Issue/Holding: Where the police had undisputed probable cause to arrest Ferguson for disorderly conduct outside her apartment, but entered her apartment without a warrant to arrest her, they acted with “lawful authority” for purposes of obstructing, § 946.41, when transporting her away from the apartment, whether or not the entry was supported by exigent circumstances:

¶39      The reasoning and conclusions of Harris are applicable to Ferguson’s struggles while the police were escorting her down the apartment stairs and placing her into the squad car. This is so because the police had probable cause to arrest Ferguson for disorderly conduct so that she was lawfully in their custody. Once Ferguson was removed from her house, the police were not required to re-arrest her for disorderly conduct in order to make her continued custody lawful. Therefore, her continuing struggles outside of her home occurred when the police were lawfully transporting her to the station house.¶40      Our conclusion in this regard is supported by other courts that have considered the issue of whether continued custody subsequent to an arrest based on probable cause is lawful, even though the defendant was not arrested in a lawful manner. See United States v. Hudson, 405 F.3d 425, 439 (6th Cir. 2005) (“[Harris] emphasized that although the manner of the defendant’s arrest was unconstitutional, his continued custody——supported by probable cause——was not unlawful and he could not claim ‘immunity from prosecution because his person was the fruit of an illegal arrest.'”); United States v. Villa-Velazquez, 282 F.3d 553, 556 (8th Cir. 2002) (holding that, because law enforcement officers had probable cause to arrest the defendant, “the evidence obtained during the time that [the defendant] was in lawful custody” should not be suppressed because of “the earlier unlawful entry into his residence”); Torres v. State, 619 A.2d 566, 569 (Md. Ct. Spec. App. 1993) (“Once the suspect is outside the protected premises, . . . the initially invalid restraint ripens into valid restraint.”);Roberson, 287 Wis. 2d 403, ¶16 (noting that “the Harris court distinguishedPayton as protecting the home itself, not the defendant’s person, and, as a result, Harris’ confession made outside of the home was admissible”).
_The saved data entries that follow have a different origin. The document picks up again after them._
PR #1000, opened 2026-04-15
Avoid to trigger a charm publication on terraform updates

seb4stien:
Applicable spec: n/a

### Overview

Exclude the "^terraform/*" files from the CODE_FILE_CHANGES count. This way, a PR only changing terraform files (such as a renovate update of dependencies) would not trigger a charm publication to charmhub, which would result in an infinite "renovate" loop (as the tests will be updated with the latest version available on charmhub).

### Rationale

Currently:
- renovate detects a new version of charm on charmhub
- it creates a PR to update the versions in terraform/tests
- the PR is auto-approved
- the PR is merged
- a new version is published on charmhub
- renovate detects a new version of charm on charmhub...

### Workflow Changes

We already had a feature to avoid publishing a charm when there are only documentation updates. I adapted the function to also exclude "^terraform*" file changes.

### Checklist


arturo-seijas (approved):
Note that this implied that a new tag won't be created iirc

PR #1002, opened 2026-04-16
fix: guard against pip break sys package flag

yanksyoon:
Applicable spec: <link>

### Overview

- Adds --brea-system-packages flag for installing pipx

### Rationale

- pip installation requires --break-system-packages flag for newer OSes

### Checklist


.github/workflows/integration_test.yaml
```diff
@@ -229,8 +229,12 @@ jobs:
             sudo apt-get install -y python3-venv
           fi
           if ! command -v pipx &> /dev/null; then
-            python3 -m pip install --upgrade pip
-            python3 -m pip install --user pipx
+            PIP_BREAK_FLAG='' # Guard against older versions of pip that don't have --break-system-packages
```
seb4stien: Isn't it an option to `apt install pipx` instead?

seb4stien (commented):
Shouldn't we `apt install pipx`?

.github/workflows/integration_test.yaml
yanksyoon: Unfortunately, there is no `pipx` available in Jammy through apt. I'll install it via `apt` if it is available.

cbartz (approved):

seb4stien (approved):

PR #1019, opened 2026-06-15
chore: Add steps to sync Vale packages

erinecon:
### Overview

Update `docs.yaml` to download Vale and manually sync the packages.

I used Copilot to prepare this PR.

### Rationale

The workflow started failing in downstream repositories, e.g., https://github.com/canonical/tmate-ssh-server-operator/actions/runs/27526128259/job/81359939373?pr=46

The issue was that there are several styles that this workflow pulls from -- `local`, `PFE`, and `Canonical`. The `vale-action` step performs `vale sync`, but because one of the styles is nested in another (`PFE` nests `Canonical`), the step doesn't capture the Canonical style in its entirety, thus leading to a `dicpath` error. 

### Workflow Changes

Add two new steps to `docs.yaml`:
1. Install Vale 
2. `vale sync` to sync all the styles and packages needed

Furthermore, the version of `vale-action` has been bumped and `version: none` has been added to use the previously installed version of Vale.

### Checklist


seb4stien (approved):

.github/workflows/docs.yaml
```diff
@@ -47,12 +47,21 @@ jobs:
         run: |
           sudo apt-get update -y
           sudo apt-get install -y docutils
+      - name: Install Vale
+        run: |
+          gh release download --repo errata-ai/vale --pattern 'vale_*_Linux_64-bit.tar.gz' --output vale.tar.gz
```
javierdelapuente: Why not the snap, it looks it is the recommendad way to install it: https://vale.sh/docs/install

.github/workflows/docs.yaml
```diff
@@ -47,12 +47,21 @@ jobs:
...
+      - name: Sync Vale packages
+        run: vale sync
       - name: Run Vale Linter
-        uses: vale-cli/vale-action@v2.1.1
+        uses: vale-cli/vale-action@2.1.2
         with:
           files: ${{ inputs.vale-files }}
           vale_flags: ${{ inputs.vale-flags }}
           fail_on_error: ${{ inputs.vale-fail-on-error }}
+          version: none
```
javierdelapuente, line 60: Not sure I understood why vale was not installed with this action?

Following https://github.com/vale-cli/vale-action#version-default-latest by default latest would be installed

erinecon: Vale was installed with the action. But now that I added a previous step to install Vale + sync the packages, we need `vale-action` to use that previously installed version instead of installing a brand new version

.github/workflows/docs.yaml
erinecon: I actually wanted to use the snap but Copilot advised against it:

> ...it's not recommended here. `snap` is available on `ubuntu-latest` runners but has a significant drawback in CI: snap installations are asynchronous. The snap daemon installs packages in the background, so immediately running `vale sync` after `sudo snap install vale` can fail because the `vale` binary isn't on the PATH yet. You'd need a workaround like polling for the binary.

WDYT?

.github/workflows/docs.yaml
```diff
@@ -47,12 +47,21 @@ jobs:
...
           sudo apt-get update -y
           sudo apt-get install -y docutils
+      - name: Install Vale
+        run: |
+          gh release download --repo errata-ai/vale --pattern 'vale_*_Linux_64-bit.tar.gz' --output vale.tar.gz
+          tar -xz -C /usr/local/bin -f vale.tar.gz vale
+        env:
+          GH_TOKEN: ${{ secrets.GITHUB_TOKEN }}
+      - name: Sync Vale packages
+        run: vale sync
```
srbouffard, line 53: I am a bit surprised that we have to be explicit with `vale sync` and that fixes the issue. 
Both the explicit call and the action perform the same thing behind the scenes.

Image

So I wonder if there is something introduced in 2.1.2 that would explain why now it's failing.

.github/workflows/docs.yaml
srbouffard: We should update `errata-ai/vale` to point to their new name: https://github.com/vale-cli/vale

.github/workflows/docs.yaml
erinecon: Based on my debugging session with Copilot, the issue seems to be that, while `vale-action` does perform a sync, that sync does not pick up on the nested styles hosted in a separate repository, and that is what throws the dicpath error. So either we need to commit the styles in this repo, or we need to sync all the styles before `vale-action` is run.

And Copilot also pointed to a recent release of Vale ([3.15.0](https://github.com/vale-cli/vale/releases/tag/v3.15.0)) where bug fixes and updates were made to `vale sync` that directly relate to the failures we're experiencing. So there is a recent change that aligns with the failures we're experiencing.

.github/workflows/docs.yaml
erinecon: Great catch! Depending on how we wrap up the conversation around this step (using `snap install` or not), I'll update this line :D

javierdelapuente: We use snaps everywhere! If it does not work, then the snap is not correct.

erinecon: Yeah, I was wondering if Copilot was being overly cautious :sweat_smile: I'll update the step, thanks!

erinecon: Opting to use `snap install` for this step instead, but thanks again for catching the old name!

PR #1027, opened 2026-07-09
feat: Add lxd-channel input for custom LXD setup in integration tests

HomayoonAlimohammadi:
This pull request adds support for specifying a custom LXD snap channel in the integration test GitHub Actions workflow. This allows users to control which LXD version is installed during CI runs, improving flexibility and reproducibility.

**Workflow input enhancements:**

* Added a new `lxd-channel` input to `.github/workflows/integration_test.yaml`, allowing the snap channel for LXD installation to be specified. If left empty, the default channel from the setup-lxd action is used.

**Conditional LXD setup steps:**

* Updated the integration test job to set up LXD using either the default or a custom snap channel, based on the `lxd-channel` input. This is achieved by conditionally running the `canonical/setup-lxd` action with or without the `channel` parameter.

### DIFF
--- a/.github/workflows/integration_test.yaml
+++ b/.github/workflows/integration_test.yaml
@@ -38,7 +38,7 @@ on:
         description: Actions operator juju channel as per https://github.com/charmed-kubernetes/actions-operator#usage
         type: string
         default: 2.9/stable
-      lxd-channel:
+      build-lxd-channel:
         description: Snap channel to install LXD from in the build job via canonical/setup-lxd.
         type: string
         default: "latest/candidate"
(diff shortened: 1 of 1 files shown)


.github/workflows/integration_test.yaml
```diff
@@ -38,6 +38,12 @@ on:
         description: Actions operator juju channel as per https://github.com/charmed-kubernetes/actions-operator#usage
         type: string
         default: 2.9/stable
+      lxd-channel:
+        description: >-
+          Snap channel to install LXD from in the build job via canonical/setup-lxd.
+          If left empty, the setup-lxd action's own default channel is used.
+        type: string
+        default: ""
```
javierdelapuente: Could we set the default to `'latest/candidate'? That way we can use only one setup LXD step with the lxd-channel. WDYT?

HomayoonAlimohammadi: Done, thank you!

javierdelapuente (approved):

HomayoonAlimohammadi:
I've force pushed to 1. remove the noisy revert commit, and 2. to push a verified commit (CI was blocked due to unverified commits).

In other words, the Payton-Dunaway rule is limited to entries lacking probable cause. Entry based on probable cause but lacking exigent circumstances nonetheless supports lawful “continued custody.” Thus, statements made at the station house are admissible notwithstanding violation of the warrant (as opposed to probable cause) requirement. But this does not diminish the principle, recognized by one of the cases cited by the majority,Hudson, that “evidence the police obtained by virtue of their arresting … in an illegal manner be suppressed.” It’s probably obvious anyway, but evidence obtained during and as a result of a violation of the warrant requirement is suppressible.